By Lemma 1 in [19], we know that the system (19) is noncausal. According to the algorithm (2), take the gain matrices

$$ \Gamma =\left [ \textstyle\begin{array}{@{}c@{\quad}c@{}} 2& 3 \\ 0& 2 \end{array}\displaystyle \right ] , \qquad K = \left [ \textstyle\begin{array}{@{}c@{\quad}c@{}} 0.1& 0 \\ 0& 0.1 \end{array}\displaystyle \right ], $$

we further have

$$ \tilde{B}={(E + B\Gamma C)^{-1}}B =\left [ \textstyle\begin{array}{@{}c@{\quad}c@{}} 0.3333& -0.5 \\ 0& 0.5 \end{array}\displaystyle \right ] , $$

so \(\rho = \Vert {I - \Gamma C\tilde{B}} \Vert =0.6009< 1\), i.e., the convergence condition (3) is satisfied.
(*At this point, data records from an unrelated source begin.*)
PR #10010, opened 2025-03-03
Add topic filter to rds-subscription resource

dmytro-afanasiev:
Example
```yaml
policies:
  - name: rds-subscriptions-no-confirmed-topics
    resource: aws.rds-subscription
    filters:
      - type: topic
        key: SubscriptionsConfirmed
        value: 0
        value_type: integer
```

### DIFF
--- a/c7n/resources/rds.py
+++ b/c7n/resources/rds.py
@@ -993,6 +993,43 @@ class RDSSubscription(QueryResourceManager):
     augment = universal_augment
 
 
+@RDSSubscription.filter_registry.register('topic')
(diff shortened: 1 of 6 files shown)


dmytro-afanasiev:
Not sure whether we should return `None` or an empty dict in case a topic is missing (when `value: absent`)

ajkerrigan (approved):
Thanks, this looks good to me :+1: . Because the traditional `RelatedResourceFilter` and family usually return an empty list in case there are no related matches, I almost thought that `{}` might be a better fit than `None`. But since we're matching a single topic, `None` does feel like a clearer indication that there were no matches.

Take the given desired output trajectory as

$$ {y_{d}}(t)= \left [ \textstyle\begin{array}{@{}c@{}} y^{(1)}_{d}(t) \\ y^{(2)}_{d}(t) \end{array}\displaystyle \right ] = \left [ \textstyle\begin{array}{@{}c@{}} \cos (0.4t) \\ \mathrm{{e}}^{0.1t}-1 \end{array}\displaystyle \right ] . $$

Set the initial state and the initial input

$$ {x_{k}}(t) = \left [ \textstyle\begin{array}{@{}c@{}} 1+t \\ 2t \end{array}\displaystyle \right ] , \quad t \in [ -1,0], \qquad u_{0}(t) =\left [ \textstyle\begin{array}{@{}c@{}} 0 \\ 0 \end{array}\displaystyle \right ] . $$

Correspondingly, the simulation results are shown in Figures 4-6. From Figures 4 and 5, it is obvious that the trajectories \(y^{(1)}_{k}(t)\) and \(y ^{(2)}_{k}(t)\) at the 11th iteration can follow the desired ones. From Figure 6, we can see that the uniform convergence of the output tracking error is guaranteed under the action of closed-loop PD-type learning algorithm (2).

Figure 4
figure 4

The tracking performance of the system output \(\pmb{y^{(1)}_{k}(t)}\) to the desired trajectory \(\pmb{y^{(1)}_{d}(t)}\) at different iterations by using the learning algorithm ( 2 ).

Figure 5
figure 5

The tracking performance of the system output \(\pmb{y^{(2)}_{k}(t)}\) to desired trajectory \(\pmb{y^{(2)}_{d}(t)}\) at different iterations by using the learning algorithm ( 2 ).

Figure 6
figure 6

The maximum tracking error versus iteration number.

6 Conclusion

In this paper, the problem of iterative learning control is investigated for a class of discrete-time singular systems. Then a closed-loop PD-type learning algorithm is adopted for such singular systems, and the convergence condition of the algorithm is established. We show that the algorithm can ensure the output tracking error converges to zero on the whole time interval. The corresponding result is further extended to discrete-time singular systems with state delay. In the end, two numerical examples are constructed to illustrate the effectiveness of the presented algorithm.